Instructions to follow
Nothing in the entries below may be altered; print them as they stand.

Dataset content
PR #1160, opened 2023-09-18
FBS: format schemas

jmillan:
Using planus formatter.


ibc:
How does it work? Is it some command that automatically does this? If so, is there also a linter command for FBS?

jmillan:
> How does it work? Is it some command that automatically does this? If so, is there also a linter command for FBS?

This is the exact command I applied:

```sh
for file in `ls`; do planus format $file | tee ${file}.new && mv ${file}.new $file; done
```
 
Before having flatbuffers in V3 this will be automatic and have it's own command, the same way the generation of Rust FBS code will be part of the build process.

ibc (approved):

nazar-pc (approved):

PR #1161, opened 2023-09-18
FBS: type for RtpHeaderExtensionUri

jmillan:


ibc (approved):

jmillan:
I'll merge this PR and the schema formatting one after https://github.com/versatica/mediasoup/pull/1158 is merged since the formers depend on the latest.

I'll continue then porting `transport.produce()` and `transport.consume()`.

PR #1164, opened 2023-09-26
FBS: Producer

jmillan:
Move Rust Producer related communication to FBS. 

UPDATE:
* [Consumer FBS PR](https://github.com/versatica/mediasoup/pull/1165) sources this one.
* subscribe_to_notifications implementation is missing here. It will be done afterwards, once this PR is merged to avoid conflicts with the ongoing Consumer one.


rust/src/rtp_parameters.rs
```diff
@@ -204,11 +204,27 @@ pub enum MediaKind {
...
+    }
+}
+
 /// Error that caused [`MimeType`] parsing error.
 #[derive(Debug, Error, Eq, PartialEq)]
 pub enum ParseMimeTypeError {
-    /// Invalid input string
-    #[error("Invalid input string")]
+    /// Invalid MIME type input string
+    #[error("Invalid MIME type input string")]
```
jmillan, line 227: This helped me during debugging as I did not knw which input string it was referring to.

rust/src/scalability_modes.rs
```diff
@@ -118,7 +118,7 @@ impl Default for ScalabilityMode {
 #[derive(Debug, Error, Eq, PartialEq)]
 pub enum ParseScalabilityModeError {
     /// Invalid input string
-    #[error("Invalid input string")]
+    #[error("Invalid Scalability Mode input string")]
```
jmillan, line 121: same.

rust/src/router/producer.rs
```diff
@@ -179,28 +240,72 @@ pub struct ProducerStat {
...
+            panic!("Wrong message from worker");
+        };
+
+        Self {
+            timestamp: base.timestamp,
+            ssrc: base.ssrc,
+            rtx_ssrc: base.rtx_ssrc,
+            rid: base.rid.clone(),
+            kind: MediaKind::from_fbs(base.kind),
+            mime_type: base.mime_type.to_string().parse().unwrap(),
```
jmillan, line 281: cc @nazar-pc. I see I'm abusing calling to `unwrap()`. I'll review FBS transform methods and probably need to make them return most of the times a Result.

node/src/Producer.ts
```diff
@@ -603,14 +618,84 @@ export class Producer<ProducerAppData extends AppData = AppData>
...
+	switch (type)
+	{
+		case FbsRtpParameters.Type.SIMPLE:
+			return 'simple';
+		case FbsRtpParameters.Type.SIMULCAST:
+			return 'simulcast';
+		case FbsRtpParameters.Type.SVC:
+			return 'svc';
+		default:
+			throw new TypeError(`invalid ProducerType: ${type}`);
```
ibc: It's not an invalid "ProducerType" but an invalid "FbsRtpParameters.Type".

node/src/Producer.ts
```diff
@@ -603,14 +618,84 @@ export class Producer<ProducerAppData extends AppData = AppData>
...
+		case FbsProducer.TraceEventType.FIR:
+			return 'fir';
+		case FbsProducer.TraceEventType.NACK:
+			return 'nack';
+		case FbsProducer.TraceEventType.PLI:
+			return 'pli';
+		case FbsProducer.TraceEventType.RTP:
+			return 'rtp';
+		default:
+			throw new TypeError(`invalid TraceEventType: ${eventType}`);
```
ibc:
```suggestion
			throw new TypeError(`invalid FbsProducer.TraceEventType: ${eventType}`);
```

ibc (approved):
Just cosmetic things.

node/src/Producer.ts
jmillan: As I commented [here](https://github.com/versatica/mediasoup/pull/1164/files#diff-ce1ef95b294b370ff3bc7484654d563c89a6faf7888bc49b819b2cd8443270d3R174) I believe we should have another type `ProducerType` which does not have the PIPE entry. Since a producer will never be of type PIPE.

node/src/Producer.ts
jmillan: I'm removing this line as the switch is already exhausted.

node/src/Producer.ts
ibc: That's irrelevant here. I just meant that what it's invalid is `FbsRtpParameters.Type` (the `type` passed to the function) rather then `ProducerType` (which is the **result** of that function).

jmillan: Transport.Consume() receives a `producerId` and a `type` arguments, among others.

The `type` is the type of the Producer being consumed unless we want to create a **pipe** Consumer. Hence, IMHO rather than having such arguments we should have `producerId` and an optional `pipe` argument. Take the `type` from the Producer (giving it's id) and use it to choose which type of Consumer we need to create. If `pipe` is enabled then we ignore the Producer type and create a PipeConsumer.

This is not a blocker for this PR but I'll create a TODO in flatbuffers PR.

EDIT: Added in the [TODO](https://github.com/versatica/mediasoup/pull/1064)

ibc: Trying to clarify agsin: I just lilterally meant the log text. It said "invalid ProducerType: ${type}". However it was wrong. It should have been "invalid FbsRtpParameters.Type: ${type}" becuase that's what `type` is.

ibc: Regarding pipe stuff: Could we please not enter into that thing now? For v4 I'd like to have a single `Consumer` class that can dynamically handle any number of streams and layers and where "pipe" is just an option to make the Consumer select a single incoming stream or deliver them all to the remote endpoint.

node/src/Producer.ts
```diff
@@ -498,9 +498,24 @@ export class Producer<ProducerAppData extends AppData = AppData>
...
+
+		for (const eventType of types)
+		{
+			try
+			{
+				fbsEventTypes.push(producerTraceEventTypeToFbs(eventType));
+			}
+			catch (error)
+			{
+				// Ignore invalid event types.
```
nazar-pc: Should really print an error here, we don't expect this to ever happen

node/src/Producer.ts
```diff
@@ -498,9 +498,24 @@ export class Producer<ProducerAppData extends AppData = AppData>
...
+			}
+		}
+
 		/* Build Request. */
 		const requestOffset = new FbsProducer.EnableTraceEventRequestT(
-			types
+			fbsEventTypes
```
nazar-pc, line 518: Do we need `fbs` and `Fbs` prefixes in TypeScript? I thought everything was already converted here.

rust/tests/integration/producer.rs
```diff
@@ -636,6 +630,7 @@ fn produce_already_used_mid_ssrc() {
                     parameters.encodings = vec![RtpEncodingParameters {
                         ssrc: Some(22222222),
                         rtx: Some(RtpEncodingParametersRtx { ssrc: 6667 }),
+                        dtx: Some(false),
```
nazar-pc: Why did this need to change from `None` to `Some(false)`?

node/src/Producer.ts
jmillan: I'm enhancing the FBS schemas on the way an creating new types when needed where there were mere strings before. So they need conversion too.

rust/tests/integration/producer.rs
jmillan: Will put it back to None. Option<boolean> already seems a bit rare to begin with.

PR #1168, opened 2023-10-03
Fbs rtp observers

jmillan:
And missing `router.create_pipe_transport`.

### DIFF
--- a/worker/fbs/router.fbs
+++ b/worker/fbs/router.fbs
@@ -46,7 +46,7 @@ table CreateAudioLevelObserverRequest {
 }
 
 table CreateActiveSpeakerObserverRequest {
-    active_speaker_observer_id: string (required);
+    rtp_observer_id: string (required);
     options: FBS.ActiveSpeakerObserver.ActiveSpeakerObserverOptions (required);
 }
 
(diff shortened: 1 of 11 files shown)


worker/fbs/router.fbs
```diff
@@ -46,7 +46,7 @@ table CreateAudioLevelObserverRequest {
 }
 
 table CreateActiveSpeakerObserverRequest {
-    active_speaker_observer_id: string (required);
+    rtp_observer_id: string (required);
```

Solution to this problem
PR #1160, opened 2023-09-18
FBS: format schemas

jmillan:
Using planus formatter.


ibc:
How does it work? Is it some command that automatically does this? If so, is there also a linter command for FBS?

jmillan:
> How does it work? Is it some command that automatically does this? If so, is there also a linter command for FBS?

This is the exact command I applied:

```sh
for file in `ls`; do planus format $file | tee ${file}.new && mv ${file}.new $file; done
```
 
Before having flatbuffers in V3 this will be automatic and have it's own command, the same way the generation of Rust FBS code will be part of the build process.

ibc (approved):

nazar-pc (approved):

PR #1161, opened 2023-09-18
FBS: type for RtpHeaderExtensionUri

jmillan:


ibc (approved):

jmillan:
I'll merge this PR and the schema formatting one after https://github.com/versatica/mediasoup/pull/1158 is merged since the formers depend on the latest.

I'll continue then porting `transport.produce()` and `transport.consume()`.

PR #1164, opened 2023-09-26
FBS: Producer

jmillan:
Move Rust Producer related communication to FBS. 

UPDATE:
* [Consumer FBS PR](https://github.com/versatica/mediasoup/pull/1165) sources this one.
* subscribe_to_notifications implementation is missing here. It will be done afterwards, once this PR is merged to avoid conflicts with the ongoing Consumer one.


rust/src/rtp_parameters.rs
```diff
@@ -204,11 +204,27 @@ pub enum MediaKind {
...
+    }
+}
+
 /// Error that caused [`MimeType`] parsing error.
 #[derive(Debug, Error, Eq, PartialEq)]
 pub enum ParseMimeTypeError {
-    /// Invalid input string
-    #[error("Invalid input string")]
+    /// Invalid MIME type input string
+    #[error("Invalid MIME type input string")]
```
jmillan, line 227: This helped me during debugging as I did not knw which input string it was referring to.

rust/src/scalability_modes.rs
```diff
@@ -118,7 +118,7 @@ impl Default for ScalabilityMode {
 #[derive(Debug, Error, Eq, PartialEq)]
 pub enum ParseScalabilityModeError {
     /// Invalid input string
-    #[error("Invalid input string")]
+    #[error("Invalid Scalability Mode input string")]
```
jmillan, line 121: same.

rust/src/router/producer.rs
```diff
@@ -179,28 +240,72 @@ pub struct ProducerStat {
...
+            panic!("Wrong message from worker");
+        };
+
+        Self {
+            timestamp: base.timestamp,
+            ssrc: base.ssrc,
+            rtx_ssrc: base.rtx_ssrc,
+            rid: base.rid.clone(),
+            kind: MediaKind::from_fbs(base.kind),
+            mime_type: base.mime_type.to_string().parse().unwrap(),
```
jmillan, line 281: cc @nazar-pc. I see I'm abusing calling to `unwrap()`. I'll review FBS transform methods and probably need to make them return most of the times a Result.

node/src/Producer.ts
```diff
@@ -603,14 +618,84 @@ export class Producer<ProducerAppData extends AppData = AppData>
...
+	switch (type)
+	{
+		case FbsRtpParameters.Type.SIMPLE:
+			return 'simple';
+		case FbsRtpParameters.Type.SIMULCAST:
+			return 'simulcast';
+		case FbsRtpParameters.Type.SVC:
+			return 'svc';
+		default:
+			throw new TypeError(`invalid ProducerType: ${type}`);
```
ibc: It's not an invalid "ProducerType" but an invalid "FbsRtpParameters.Type".

node/src/Producer.ts
```diff
@@ -603,14 +618,84 @@ export class Producer<ProducerAppData extends AppData = AppData>
...
+		case FbsProducer.TraceEventType.FIR:
+			return 'fir';
+		case FbsProducer.TraceEventType.NACK:
+			return 'nack';
+		case FbsProducer.TraceEventType.PLI:
+			return 'pli';
+		case FbsProducer.TraceEventType.RTP:
+			return 'rtp';
+		default:
+			throw new TypeError(`invalid TraceEventType: ${eventType}`);
```
ibc:
```suggestion
			throw new TypeError(`invalid FbsProducer.TraceEventType: ${eventType}`);
```

ibc (approved):
Just cosmetic things.

node/src/Producer.ts
jmillan: As I commented [here](https://github.com/versatica/mediasoup/pull/1164/files#diff-ce1ef95b294b370ff3bc7484654d563c89a6faf7888bc49b819b2cd8443270d3R174) I believe we should have another type `ProducerType` which does not have the PIPE entry. Since a producer will never be of type PIPE.

node/src/Producer.ts
jmillan: I'm removing this line as the switch is already exhausted.

node/src/Producer.ts
ibc: That's irrelevant here. I just meant that what it's invalid is `FbsRtpParameters.Type` (the `type` passed to the function) rather then `ProducerType` (which is the **result** of that function).

jmillan: Transport.Consume() receives a `producerId` and a `type` arguments, among others.

The `type` is the type of the Producer being consumed unless we want to create a **pipe** Consumer. Hence, IMHO rather than having such arguments we should have `producerId` and an optional `pipe` argument. Take the `type` from the Producer (giving it's id) and use it to choose which type of Consumer we need to create. If `pipe` is enabled then we ignore the Producer type and create a PipeConsumer.

This is not a blocker for this PR but I'll create a TODO in flatbuffers PR.

EDIT: Added in the [TODO](https://github.com/versatica/mediasoup/pull/1064)

ibc: Trying to clarify agsin: I just lilterally meant the log text. It said "invalid ProducerType: ${type}". However it was wrong. It should have been "invalid FbsRtpParameters.Type: ${type}" becuase that's what `type` is.

ibc: Regarding pipe stuff: Could we please not enter into that thing now? For v4 I'd like to have a single `Consumer` class that can dynamically handle any number of streams and layers and where "pipe" is just an option to make the Consumer select a single incoming stream or deliver them all to the remote endpoint.

node/src/Producer.ts
```diff
@@ -498,9 +498,24 @@ export class Producer<ProducerAppData extends AppData = AppData>
...
+
+		for (const eventType of types)
+		{
+			try
+			{
+				fbsEventTypes.push(producerTraceEventTypeToFbs(eventType));
+			}
+			catch (error)
+			{
+				// Ignore invalid event types.
```
nazar-pc: Should really print an error here, we don't expect this to ever happen

node/src/Producer.ts
```diff
@@ -498,9 +498,24 @@ export class Producer<ProducerAppData extends AppData = AppData>
...
+			}
+		}
+
 		/* Build Request. */
 		const requestOffset = new FbsProducer.EnableTraceEventRequestT(
-			types
+			fbsEventTypes
```
nazar-pc, line 518: Do we need `fbs` and `Fbs` prefixes in TypeScript? I thought everything was already converted here.

rust/tests/integration/producer.rs
```diff
@@ -636,6 +630,7 @@ fn produce_already_used_mid_ssrc() {
                     parameters.encodings = vec![RtpEncodingParameters {
                         ssrc: Some(22222222),
                         rtx: Some(RtpEncodingParametersRtx { ssrc: 6667 }),
+                        dtx: Some(false),
```
nazar-pc: Why did this need to change from `None` to `Some(false)`?

node/src/Producer.ts
jmillan: I'm enhancing the FBS schemas on the way an creating new types when needed where there were mere strings before. So they need conversion too.

rust/tests/integration/producer.rs
jmillan: Will put it back to None. Option<boolean> already seems a bit rare to begin with.

PR #1168, opened 2023-10-03
Fbs rtp observers

jmillan:
And missing `router.create_pipe_transport`.

### DIFF
--- a/worker/fbs/router.fbs
+++ b/worker/fbs/router.fbs
@@ -46,7 +46,7 @@ table CreateAudioLevelObserverRequest {
 }
 
 table CreateActiveSpeakerObserverRequest {
-    active_speaker_observer_id: string (required);
+    rtp_observer_id: string (required);
     options: FBS.ActiveSpeakerObserver.ActiveSpeakerObserverOptions (required);
 }
 
(diff shortened: 1 of 11 files shown)


worker/fbs/router.fbs
```diff
@@ -46,7 +46,7 @@ table CreateAudioLevelObserverRequest {
 }
 
 table CreateActiveSpeakerObserverRequest {
-    active_speaker_observer_id: string (required);
+    rtp_observer_id: string (required);
```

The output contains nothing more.